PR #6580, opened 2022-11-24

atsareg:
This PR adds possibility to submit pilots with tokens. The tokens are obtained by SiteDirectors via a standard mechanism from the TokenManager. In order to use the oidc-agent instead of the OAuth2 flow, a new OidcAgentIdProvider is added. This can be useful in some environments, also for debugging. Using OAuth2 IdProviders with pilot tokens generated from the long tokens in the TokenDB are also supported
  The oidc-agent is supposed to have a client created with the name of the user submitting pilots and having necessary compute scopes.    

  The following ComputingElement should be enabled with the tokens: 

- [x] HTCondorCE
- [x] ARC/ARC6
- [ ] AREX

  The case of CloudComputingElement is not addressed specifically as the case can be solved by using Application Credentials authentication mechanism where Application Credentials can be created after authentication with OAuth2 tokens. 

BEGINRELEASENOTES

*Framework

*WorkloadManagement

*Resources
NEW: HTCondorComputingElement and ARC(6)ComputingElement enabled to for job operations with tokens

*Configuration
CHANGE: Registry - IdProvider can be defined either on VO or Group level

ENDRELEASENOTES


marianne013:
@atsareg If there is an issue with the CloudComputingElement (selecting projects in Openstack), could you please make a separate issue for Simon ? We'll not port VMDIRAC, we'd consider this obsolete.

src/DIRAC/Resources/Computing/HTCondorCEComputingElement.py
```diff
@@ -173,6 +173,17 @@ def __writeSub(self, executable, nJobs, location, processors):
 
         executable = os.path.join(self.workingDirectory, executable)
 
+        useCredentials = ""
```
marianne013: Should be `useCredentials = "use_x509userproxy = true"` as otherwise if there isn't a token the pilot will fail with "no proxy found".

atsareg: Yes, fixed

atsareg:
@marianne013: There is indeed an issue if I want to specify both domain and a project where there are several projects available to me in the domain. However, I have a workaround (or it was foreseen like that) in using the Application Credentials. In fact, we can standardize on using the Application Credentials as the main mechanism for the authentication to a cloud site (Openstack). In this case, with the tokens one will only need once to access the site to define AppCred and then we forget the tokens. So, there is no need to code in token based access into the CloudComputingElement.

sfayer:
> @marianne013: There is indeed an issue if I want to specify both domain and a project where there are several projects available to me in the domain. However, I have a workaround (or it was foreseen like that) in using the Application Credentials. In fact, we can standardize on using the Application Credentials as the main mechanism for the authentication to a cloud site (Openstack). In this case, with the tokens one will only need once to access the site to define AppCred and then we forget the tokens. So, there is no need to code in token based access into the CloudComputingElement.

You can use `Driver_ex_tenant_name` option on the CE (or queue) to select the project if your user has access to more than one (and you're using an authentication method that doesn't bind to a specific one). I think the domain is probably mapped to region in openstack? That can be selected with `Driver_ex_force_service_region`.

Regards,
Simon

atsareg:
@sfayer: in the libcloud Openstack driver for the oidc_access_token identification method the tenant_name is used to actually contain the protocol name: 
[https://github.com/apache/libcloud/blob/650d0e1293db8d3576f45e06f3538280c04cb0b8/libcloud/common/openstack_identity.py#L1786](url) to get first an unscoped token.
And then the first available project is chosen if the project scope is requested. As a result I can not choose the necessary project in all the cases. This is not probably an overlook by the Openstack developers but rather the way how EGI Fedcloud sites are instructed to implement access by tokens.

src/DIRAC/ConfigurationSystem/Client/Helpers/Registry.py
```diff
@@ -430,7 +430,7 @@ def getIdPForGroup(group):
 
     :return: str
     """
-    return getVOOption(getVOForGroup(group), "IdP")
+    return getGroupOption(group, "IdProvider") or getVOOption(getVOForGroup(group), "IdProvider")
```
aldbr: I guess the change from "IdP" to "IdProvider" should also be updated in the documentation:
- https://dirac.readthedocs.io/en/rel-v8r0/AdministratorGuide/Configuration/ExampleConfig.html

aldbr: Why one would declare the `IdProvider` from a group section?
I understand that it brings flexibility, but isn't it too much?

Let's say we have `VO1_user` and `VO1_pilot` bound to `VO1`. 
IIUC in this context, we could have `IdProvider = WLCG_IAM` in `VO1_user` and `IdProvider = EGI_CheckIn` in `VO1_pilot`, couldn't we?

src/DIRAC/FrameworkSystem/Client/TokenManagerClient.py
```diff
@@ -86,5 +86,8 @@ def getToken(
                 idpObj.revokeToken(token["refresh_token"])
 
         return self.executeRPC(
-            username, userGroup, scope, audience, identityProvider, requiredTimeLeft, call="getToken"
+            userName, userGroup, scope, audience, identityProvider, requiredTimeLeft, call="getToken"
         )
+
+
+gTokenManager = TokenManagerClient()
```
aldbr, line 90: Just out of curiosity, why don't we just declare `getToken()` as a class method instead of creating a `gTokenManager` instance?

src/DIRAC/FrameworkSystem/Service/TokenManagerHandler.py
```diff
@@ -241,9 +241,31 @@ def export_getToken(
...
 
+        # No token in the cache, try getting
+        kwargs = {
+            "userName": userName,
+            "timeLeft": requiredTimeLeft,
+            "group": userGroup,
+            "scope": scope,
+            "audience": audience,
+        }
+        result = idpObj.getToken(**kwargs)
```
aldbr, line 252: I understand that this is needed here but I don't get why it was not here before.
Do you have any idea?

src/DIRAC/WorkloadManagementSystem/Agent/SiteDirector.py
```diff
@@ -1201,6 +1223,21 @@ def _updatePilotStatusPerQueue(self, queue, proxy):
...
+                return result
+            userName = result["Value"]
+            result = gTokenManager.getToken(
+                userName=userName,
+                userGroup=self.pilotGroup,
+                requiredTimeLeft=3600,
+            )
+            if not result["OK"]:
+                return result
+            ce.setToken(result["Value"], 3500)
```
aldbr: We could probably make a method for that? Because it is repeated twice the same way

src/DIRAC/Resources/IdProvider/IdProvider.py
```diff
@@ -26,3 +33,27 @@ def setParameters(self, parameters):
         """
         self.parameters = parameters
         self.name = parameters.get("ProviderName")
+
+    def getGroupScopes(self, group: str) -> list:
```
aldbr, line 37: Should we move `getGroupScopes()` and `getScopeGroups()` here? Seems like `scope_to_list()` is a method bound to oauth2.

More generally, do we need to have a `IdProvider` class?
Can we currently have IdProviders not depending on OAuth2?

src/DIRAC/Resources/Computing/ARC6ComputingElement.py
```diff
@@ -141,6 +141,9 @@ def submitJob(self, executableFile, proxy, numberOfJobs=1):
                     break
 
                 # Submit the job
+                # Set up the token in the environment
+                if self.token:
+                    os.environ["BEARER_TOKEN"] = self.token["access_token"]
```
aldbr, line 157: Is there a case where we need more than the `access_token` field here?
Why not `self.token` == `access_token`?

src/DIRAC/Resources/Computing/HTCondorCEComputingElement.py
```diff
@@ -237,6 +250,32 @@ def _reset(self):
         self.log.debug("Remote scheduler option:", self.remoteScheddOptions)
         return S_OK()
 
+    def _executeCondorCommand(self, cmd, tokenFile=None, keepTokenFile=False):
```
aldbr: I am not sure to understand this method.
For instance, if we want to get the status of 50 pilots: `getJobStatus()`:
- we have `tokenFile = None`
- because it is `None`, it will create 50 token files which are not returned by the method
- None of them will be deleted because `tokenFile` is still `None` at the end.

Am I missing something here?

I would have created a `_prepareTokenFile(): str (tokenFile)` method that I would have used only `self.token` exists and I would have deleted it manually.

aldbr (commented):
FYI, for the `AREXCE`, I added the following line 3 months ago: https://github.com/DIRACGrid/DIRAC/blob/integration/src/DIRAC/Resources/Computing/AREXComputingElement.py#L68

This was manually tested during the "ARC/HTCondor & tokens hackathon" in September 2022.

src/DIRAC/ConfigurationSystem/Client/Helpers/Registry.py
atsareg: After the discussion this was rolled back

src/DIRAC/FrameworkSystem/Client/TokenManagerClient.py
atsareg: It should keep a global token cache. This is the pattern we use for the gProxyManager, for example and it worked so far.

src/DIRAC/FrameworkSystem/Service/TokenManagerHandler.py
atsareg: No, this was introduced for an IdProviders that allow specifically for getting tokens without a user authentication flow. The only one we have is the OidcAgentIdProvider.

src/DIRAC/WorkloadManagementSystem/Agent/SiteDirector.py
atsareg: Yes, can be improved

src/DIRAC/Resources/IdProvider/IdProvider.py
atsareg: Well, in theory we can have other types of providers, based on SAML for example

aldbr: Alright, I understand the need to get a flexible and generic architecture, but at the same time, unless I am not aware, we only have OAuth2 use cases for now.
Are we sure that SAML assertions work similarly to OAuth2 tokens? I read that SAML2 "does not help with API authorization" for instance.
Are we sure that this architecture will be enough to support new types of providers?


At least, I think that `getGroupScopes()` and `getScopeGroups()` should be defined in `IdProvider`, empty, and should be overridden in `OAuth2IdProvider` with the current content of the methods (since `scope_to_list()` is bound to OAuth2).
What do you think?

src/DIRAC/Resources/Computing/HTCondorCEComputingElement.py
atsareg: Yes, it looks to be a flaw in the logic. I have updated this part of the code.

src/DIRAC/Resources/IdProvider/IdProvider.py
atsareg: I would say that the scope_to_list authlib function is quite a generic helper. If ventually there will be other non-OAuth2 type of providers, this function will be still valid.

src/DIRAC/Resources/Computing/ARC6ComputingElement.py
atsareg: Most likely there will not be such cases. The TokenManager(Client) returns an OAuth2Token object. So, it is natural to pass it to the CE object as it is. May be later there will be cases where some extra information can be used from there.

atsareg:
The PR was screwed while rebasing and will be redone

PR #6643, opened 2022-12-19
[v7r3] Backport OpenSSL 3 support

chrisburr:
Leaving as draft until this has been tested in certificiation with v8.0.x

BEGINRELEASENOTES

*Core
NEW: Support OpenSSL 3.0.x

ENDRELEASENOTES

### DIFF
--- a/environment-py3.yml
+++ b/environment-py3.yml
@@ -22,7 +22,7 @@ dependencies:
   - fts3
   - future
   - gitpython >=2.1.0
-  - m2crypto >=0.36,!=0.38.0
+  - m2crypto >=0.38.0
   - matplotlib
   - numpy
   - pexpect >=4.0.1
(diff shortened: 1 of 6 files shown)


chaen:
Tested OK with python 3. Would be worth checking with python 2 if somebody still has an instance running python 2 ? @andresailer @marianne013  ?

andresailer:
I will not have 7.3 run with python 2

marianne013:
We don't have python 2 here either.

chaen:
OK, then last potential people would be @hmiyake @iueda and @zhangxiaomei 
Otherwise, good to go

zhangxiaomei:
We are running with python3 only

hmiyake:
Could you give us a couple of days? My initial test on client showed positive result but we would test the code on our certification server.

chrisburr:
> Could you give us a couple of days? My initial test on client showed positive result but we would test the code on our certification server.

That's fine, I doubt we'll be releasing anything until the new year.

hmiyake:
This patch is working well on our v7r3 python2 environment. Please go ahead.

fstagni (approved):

- [Requirement]
Please determine how many lines in the entries contain the word "gTokenManager" and answer with the number alone.

- [Expected output]
3